** About this task **
When you write out the records, keep every line exactly as it is.

** Data shown **
==*==

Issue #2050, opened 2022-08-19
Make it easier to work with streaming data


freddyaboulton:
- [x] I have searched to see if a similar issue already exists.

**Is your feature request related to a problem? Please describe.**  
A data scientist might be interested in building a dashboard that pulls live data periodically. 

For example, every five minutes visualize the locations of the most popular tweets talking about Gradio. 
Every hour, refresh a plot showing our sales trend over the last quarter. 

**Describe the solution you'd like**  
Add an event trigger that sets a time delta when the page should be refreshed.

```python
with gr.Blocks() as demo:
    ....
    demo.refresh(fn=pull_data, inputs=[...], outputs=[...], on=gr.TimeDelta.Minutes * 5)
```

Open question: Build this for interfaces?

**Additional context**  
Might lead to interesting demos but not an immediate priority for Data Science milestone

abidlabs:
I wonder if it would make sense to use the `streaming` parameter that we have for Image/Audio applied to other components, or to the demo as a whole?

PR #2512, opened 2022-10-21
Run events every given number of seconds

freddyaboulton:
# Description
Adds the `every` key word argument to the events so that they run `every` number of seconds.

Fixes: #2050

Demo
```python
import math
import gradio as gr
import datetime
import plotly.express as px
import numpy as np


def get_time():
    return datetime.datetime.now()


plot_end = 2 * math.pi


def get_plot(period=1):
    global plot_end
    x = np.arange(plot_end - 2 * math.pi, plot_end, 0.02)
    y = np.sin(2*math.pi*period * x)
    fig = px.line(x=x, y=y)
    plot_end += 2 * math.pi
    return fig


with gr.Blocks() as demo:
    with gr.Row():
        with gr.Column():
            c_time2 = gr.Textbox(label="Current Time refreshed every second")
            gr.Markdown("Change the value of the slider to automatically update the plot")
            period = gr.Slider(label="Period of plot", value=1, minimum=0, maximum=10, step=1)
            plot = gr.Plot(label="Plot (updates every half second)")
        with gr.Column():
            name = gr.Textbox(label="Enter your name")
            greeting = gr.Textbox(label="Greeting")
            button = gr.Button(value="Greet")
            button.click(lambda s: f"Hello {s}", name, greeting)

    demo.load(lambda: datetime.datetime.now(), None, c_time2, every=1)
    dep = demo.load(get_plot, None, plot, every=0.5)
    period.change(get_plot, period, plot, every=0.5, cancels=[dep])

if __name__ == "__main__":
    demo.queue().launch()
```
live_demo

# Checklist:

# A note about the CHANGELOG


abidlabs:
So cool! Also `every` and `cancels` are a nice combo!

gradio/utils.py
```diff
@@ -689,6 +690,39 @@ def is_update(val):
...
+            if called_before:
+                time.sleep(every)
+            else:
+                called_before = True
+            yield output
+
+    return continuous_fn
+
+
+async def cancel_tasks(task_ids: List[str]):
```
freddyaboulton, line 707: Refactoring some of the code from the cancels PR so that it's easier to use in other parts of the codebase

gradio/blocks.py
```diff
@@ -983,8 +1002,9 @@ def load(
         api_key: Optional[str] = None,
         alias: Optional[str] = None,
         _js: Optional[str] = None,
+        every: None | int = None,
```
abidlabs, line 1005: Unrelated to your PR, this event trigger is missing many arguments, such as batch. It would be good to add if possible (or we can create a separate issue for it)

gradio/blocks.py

==*==

** Response **
Issue #2050, opened 2022-08-19
Make it easier to work with streaming data


freddyaboulton:
- [x] I have searched to see if a similar issue already exists.

**Is your feature request related to a problem? Please describe.**  
A data scientist might be interested in building a dashboard that pulls live data periodically. 

For example, every five minutes visualize the locations of the most popular tweets talking about Gradio. 
Every hour, refresh a plot showing our sales trend over the last quarter. 

**Describe the solution you'd like**  
Add an event trigger that sets a time delta when the page should be refreshed.

```python
with gr.Blocks() as demo:
    ....
    demo.refresh(fn=pull_data, inputs=[...], outputs=[...], on=gr.TimeDelta.Minutes * 5)
```

Open question: Build this for interfaces?

**Additional context**  
Might lead to interesting demos but not an immediate priority for Data Science milestone

abidlabs:
I wonder if it would make sense to use the `streaming` parameter that we have for Image/Audio applied to other components, or to the demo as a whole?

PR #2512, opened 2022-10-21
Run events every given number of seconds

freddyaboulton:
# Description
Adds the `every` key word argument to the events so that they run `every` number of seconds.

Fixes: #2050

Demo
```python
import math
import gradio as gr
import datetime
import plotly.express as px
import numpy as np


def get_time():
    return datetime.datetime.now()


plot_end = 2 * math.pi


def get_plot(period=1):
    global plot_end
    x = np.arange(plot_end - 2 * math.pi, plot_end, 0.02)
    y = np.sin(2*math.pi*period * x)
    fig = px.line(x=x, y=y)
    plot_end += 2 * math.pi
    return fig


with gr.Blocks() as demo:
    with gr.Row():
        with gr.Column():
            c_time2 = gr.Textbox(label="Current Time refreshed every second")
            gr.Markdown("Change the value of the slider to automatically update the plot")
            period = gr.Slider(label="Period of plot", value=1, minimum=0, maximum=10, step=1)
            plot = gr.Plot(label="Plot (updates every half second)")
        with gr.Column():
            name = gr.Textbox(label="Enter your name")
            greeting = gr.Textbox(label="Greeting")
            button = gr.Button(value="Greet")
            button.click(lambda s: f"Hello {s}", name, greeting)

    demo.load(lambda: datetime.datetime.now(), None, c_time2, every=1)
    dep = demo.load(get_plot, None, plot, every=0.5)
    period.change(get_plot, period, plot, every=0.5, cancels=[dep])

if __name__ == "__main__":
    demo.queue().launch()
```
live_demo

# Checklist:

# A note about the CHANGELOG


abidlabs:
So cool! Also `every` and `cancels` are a nice combo!

gradio/utils.py
```diff
@@ -689,6 +690,39 @@ def is_update(val):
...
+            if called_before:
+                time.sleep(every)
+            else:
+                called_before = True
+            yield output
+
+    return continuous_fn
+
+
+async def cancel_tasks(task_ids: List[str]):
```
freddyaboulton, line 707: Refactoring some of the code from the cancels PR so that it's easier to use in other parts of the codebase

gradio/blocks.py
```diff
@@ -983,8 +1002,9 @@ def load(
         api_key: Optional[str] = None,
         alias: Optional[str] = None,
         _js: Optional[str] = None,
+        every: None | int = None,
```
abidlabs, line 1005: Unrelated to your PR, this event trigger is missing many arguments, such as batch. It would be good to add if possible (or we can create a separate issue for it)

gradio/blocks.py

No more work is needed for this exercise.